DESCRIPTION OF THE TASK: Search the records below for the string "cellsForColumn" and copy each line where it turns up.
#### DATASET EXTRACT
PR #2439, opened 2015-08-14
Fixed fast_temporal_memory cellsForColumn calculation

### LINKED ISSUE #2440: Fixed fast_temporal_memory cellsForColumn calculation

jaredweiss:
@scottpurdy @chetan51 

fixes #2440 

This code is failing for me w/ the `getCellIndex` call. Column is an `numpy.int64` not a nupic `Cell`, so getCellIndex won't actually work on this. The docstring describes column as an int anyway, so the `fast_temporal_memory` implementation shouldn't try to use `getCellIndex` which expects a `Cell`.


chetan51:
:+1:

PR #2445, opened 2015-08-18
Formalize indent-after-paren=2 in pylintrc per nupic python coding guidelines of 2 spaces per indent.

vitaly-krugl:


vitaly-krugl:
Please review

CC @scottpurdy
########
EXERCISE ANSWER:
Fixed fast_temporal_memory cellsForColumn calculation
### LINKED ISSUE #2440: Fixed fast_temporal_memory cellsForColumn calculation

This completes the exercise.